Lords Amendment 42D tackles one of the most controversial clauses in the Bill, clause 15, which the Hansard Society called the

“‘do anything we want’ powers for Ministers.”

I remind Members that the Hansard Society is a body whose opinion ought to mean something. It describes clause 15 as that because, as has been extensively covered previously, it empowers Ministers to revoke regulations and not replace them; replace them with another measure that they consider

“appropriate…to achieve the same or similar objectives”;

or to “make such alternative provision” as they consider “appropriate”. Those are extremely broad powers covering broad areas of policy.

If this Bill has taught us anything, it is that the reach of EU regulations permeates every aspect of life and covers many important issues that most people would expect Parliament to have a say over: consumer rights; public health; the environment; and, of course, employment rights. These regulations cover many things that many people would want to see protected, and many more things that nobody said would be removed or watered down back in 2016.

I pay tribute to Lord Hope for trying to find a compromise that the Government can accept. I fear that, as with Lord Krebs, his efforts will be in vain. In short, this latest amendment would see a Committee of this place sift regulations made under the clause, following an explanation by the relevant Minister as to why that particular regulation is required or desirable. It should be noted that Lord Hope made it clear in the other place that this Committee would be a Commons one only; how ironic that an unelected Lord is the one pushing an amendment to give the elected Commons more say in how our laws are decided, and that the Commons is resisting this move. Perhaps he, at least, understands what taking back control was meant to be about.

The Lords amendment further provides that once the Committee has considered the Minister’s explanation, it can, if it wishes—it is not required to—draw special attention to the regulations in question, following which the Minister must arrange for them to be debated on the Floor of each House. The Minister must then have regard to any resolution of either House and may, but is not required to, amend their proposal in the light of what has been resolved. The Committee can also recommend that the proposal should not be proceeded with, but, in the true spirit of taking back control, this House will get the final say on that. Is this not what the true spirit of Brexit was really about: the democratically elected Members of this House asserting influence and passing our laws?

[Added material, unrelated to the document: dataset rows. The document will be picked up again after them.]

PR #1113, opened 2019-07-25
Fix Windows signals incompatibilities

pashagolub:
On Windows only SIGTERM, CTRL_C_EVENT and CTRL_BREAK_EVENT signals are supported. However, sending Ctrl+Break requires already being attached to the same console as the target. Note that the target isn't necessarily a single process that's attached to the console. Sending a control event is implemented by calling WinAPI GenerateConsoleCtrlEvent, which targets process group identifiers (i.e. like Unix killpg), not process identifiers (i.e. not like Unix kill). 

So the only sane solution is to send SIGTERM for all modes supported.

### DIFF
--- a/patroni/postgresql/postmaster.py
+++ b/patroni/postgresql/postmaster.py
@@ -107,7 +107,7 @@ class PostmasterProcess(psutil.Process):
         :returns None if signaled, True if process is already gone, False if error
         """
         if self.is_single_user:
-            logger.warning("Cannot stop server; single-user server is running (PID: {0})".format(self.pid))
+            logger.warning("Cannot stop server; single-user server is running with PID %s)", self.pid)
             return False
         if os.name != "nt":
             try:
@@ -119,12 +119,12 @@ class PostmasterProcess(psutil.Process):
                 logger.warning("Could not send stop signal to PostgreSQL (error: {0})".format(e))
                 return False
         else:
-            if subprocess.call([pg_ctl, 'kill', STOP_SIGNALS[mode], self.pid]) == 0:
+            if subprocess.call([pg_ctl, 'kill', STOP_SIGNALS[mode], str(self.pid)]) == 0:
                 return None
             elif not self.is_running():
                 return True
             else:
-                logger.warning("Could not send stop signal to PostgreSQL with PID {0}".format(self.pid))
+                logger.warning("Could not send stop signal to PostgreSQL with PID %s", self.pid)
                 return False
 
     def wait_for_user_backends_to_close(self):
--- a/patroni/postgresql/postmaster.py
+++ b/patroni/postgresql/postmaster.py
@@ -21,6 +21,7 @@ else:
         'immediate': 'QUIT',
     }
 
+
 def pg_ctl_start(conn, cmdline, env):
     if os.name != 'nt':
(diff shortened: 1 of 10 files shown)


CyberDem0n:
Yeah, Windows is a quite special beast...
Your change doesn't seem right to me. The SIGTERM is used for the smart shutdown, which is never triggered by Patroni. We are using only fast and immediate.
I just checked the source code and figured out that pg_ctl on Windows is using a special PIPE to send kind of unix signals to a postmaster. In order to get everything working correctly on Windows, we have to use `pg_ctl kill    SIGNALNAME PID` instead of just calling `send_signal`, which is in turn is a simple wrapper of `os.kill()`.

patroni/postgresql/postmaster.py
```diff
@@ -102,15 +108,23 @@ def signal_stop(self, mode):
...
+            try:
+                self.send_signal(STOP_SIGNALS[mode])
+                return None
+            except psutil.NoSuchProcess:
+                return True
+            except psutil.AccessDenied as e:
+                logger.warning("Could not send stop signal to PostgreSQL (error: {0})".format(e))
+                return False
+        else:
+            if subprocess.call(['pg_ctl', 'kill', STOP_SIGNALS[mode], self.pid]) == 0:
```
CyberDem0n: Usually `pg_ctl` is not in the default path, you have to use [pg_ctl method](https://github.com/zalando/patroni/blob/master/patroni/postgresql/__init__.py#L160-L166) instead.
Another problem is with passing `self.pid`, which is an integer, while command-line arguments could only be strings.

patroni/postgresql/postmaster.py
```diff
@@ -123,7 +124,7 @@ def signal_stop(self, mode):
             elif not self.is_running():
                 return True
             else:
-                logger.warning("Could not send stop signal %s to postmaster with PID %s", STOP_SIGNALS[mode], self.pid)
+                logger.warning("Could not send stop signal to PostgreSQL with PID {0}".format(self.pid))
```
CyberDem0n: Why this change? `%s` formatting is preferred with the logging module

patroni/postgresql/postmaster.py
pashagolub: But `pg_ctl kill` cannot have `['-D', self._data_dir]`, but they are hardcoded in pg_ctl method. Rewrite it?

CyberDem0n: Oh, You are right.

Than `subprocess.call(['pg_ctl', 'kill', STOP_SIGNALS[mode], self.pid])` should be changed to:
```
subprocess.call([pgcommand('pg_ctl'), 'kill', STOP_SIGNALS[mode], str(self.pid)])
```

Or maybe just pass `pg_ctl` as an argument to the `signal_stop()`. It is kind of ugly, but we already doing it with `PostmasterProcess.start()`

patroni/postgresql/postmaster.py
pashagolub: To be consistent with the similar log message several lines before :)

CyberDem0n: I would actually like to have the other line fixed too, for consistency :)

I am sure that we will hear, once again, the fallacious arguments that because these laws were passed in the first place without proper democratic involvement, that means, by some twisted logic, that it is fine now to hand all the power over these laws to Ministers, without any reference to Parliament. Those arguments do not wash because they come from a place that says that anything that originates from the EU is bad and we therefore do not need it. Tell that to the millions of people enjoying paid holidays for the first time, to the disabled passengers who were given priority on transport for the first time and to the millions of people who have kept their job because of TUPE protections. I do not believe anyone who voted to leave the EU voted to dispense with those rights. If it is the Government’s intention to change any of those protections, or the thousands of others that our citizens enjoy, it is only right that this place has a say in that.

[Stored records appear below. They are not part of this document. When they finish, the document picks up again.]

Issue #1121, opened 2019-07-28
invalid literal for int() with base 10 when using IPv6 addresses


optix2000:
Hi,

I'm working with an IPv6 only Kubernetes cluster and using the spilo container with the latest patron 1.5.6.

However I get the following error when I put in an IPv6 address for `connect_address`.
```
Traceback (most recent call last):
  File "/usr/local/lib/python3.6/dist-packages/patroni/async_executor.py", line 97, in run
    wakeup = func(*args) if args else func()
  File "/usr/local/lib/python3.6/dist-packages/patroni/ha.py", line 220, in clone
    if self.state_handler.bootstrap.clone(clone_member):
  File "/usr/local/lib/python3.6/dist-packages/patroni/postgresql/bootstrap.py", line 288, in clone
    ret = self.create_replica(clone_member) == 0
  File "/usr/local/lib/python3.6/dist-packages/patroni/postgresql/bootstrap.py", line 177, in create_replica
    r = clone_member.conn_kwargs(self._postgresql.config.replication)
  File "/usr/local/lib/python3.6/dist-packages/patroni/dcs/__init__.py", line 232, in conn_kwargs
    return self.member.conn_kwargs(auth)
  File "/usr/local/lib/python3.6/dist-packages/patroni/dcs/__init__.py", line 158, in conn_kwargs
    'port': r.port or 5432,
  File "/usr/lib/python3.6/urllib/parse.py", line 169, in port
    port = int(port, 10)
ValueError: invalid literal for int() with base 10: 'ffff::d0:5432'
```

PR #1122, opened 2019-07-29
IPv6 support

CyberDem0n:
fixes https://github.com/zalando/patroni/issues/1121

### DIFF
--- a/patroni/api.py
+++ b/patroni/api.py
@@ -554,8 +554,6 @@ class RestApiServer(ThreadingMixIn, HTTPServer, Thread):
         dual_stack = self.__has_dual_stack()
         if host == '':
             host = None
-        if host is None and dual_stack:
-            host = '::'
 
         info = socket.getaddrinfo(host, port, socket.AF_UNSPEC, socket.SOCK_STREAM, 0, socket.AI_PASSIVE)
         # in case dual stack is not supported we want IPv4 to be preferred over IPv6
--- a/patroni/api.py
+++ b/patroni/api.py
@@ -7,11 +7,12 @@ import traceback
 import dateutil.parser
 import datetime
 import os
+import socket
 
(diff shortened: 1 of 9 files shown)


patroni/api.py
```diff
@@ -532,8 +533,36 @@ def __get_ssl_options(config):
...
+                if sock:
+                    sock.close()
+        return False
+
+    def __httpserver_init(self, host, port):
+        dual_stack = self.__has_dual_stack()
+        if host == '':
+            host = None
+        if host is None and dual_stack:
+            host = '::'
```
erthalion: Is this required? Python docs says, that if

```
By passing None as the value of host and port, you can
pass NULL to the underlying C API.
```

and in this case:

```
the network address will be set to the loopback interface address
(INADDR_LOOPBACK for IPv4 addresses, IN6ADDR_LOOPBACK_INIT
for IPv6 address)
```

So looks like with `None` result would be the same.

CyberDem0n: You are right. Will remove it.

patroni/utils.py
```diff
@@ -342,3 +343,17 @@ def split_host_port(value, default_port):
     t = value.rsplit(':', 1)
     t.append(default_port)
     return t[0], int(t[1])
+
+
+def uri(proto, netloc, path='', user=None):
+    host, port = netloc if isinstance(netloc, (list, tuple)) else split_host_port(netloc, 0)
+    if host and host[0] != '[' and host[-1] != ']':
+        try:
+            socket.inet_pton(socket.AF_INET6, host)
```
erthalion: Looks like Windows support for `inet_pton` was added only in 3.4, which makes supported versions a bit different.

erthalion:
:+1:

erthalion:
:+1:

CyberDem0n:
:+1:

I am afraid the lack of transparency that this Bill represents, and the sidelining of genuine scrutiny, show up all those arguments that were made back in 2016 about sovereignty for what they are: a fig leaf for a select few to shape and determine the future of this country without reference to Parliament, and certainly without reference to the people they are supposed to represent. Democracy in the 21st century does not die in one swift act, but erodes over time, bit by bit. This Bill is another example of that, and until this Government restore basic democratic principles, we will do all we can to oppose it.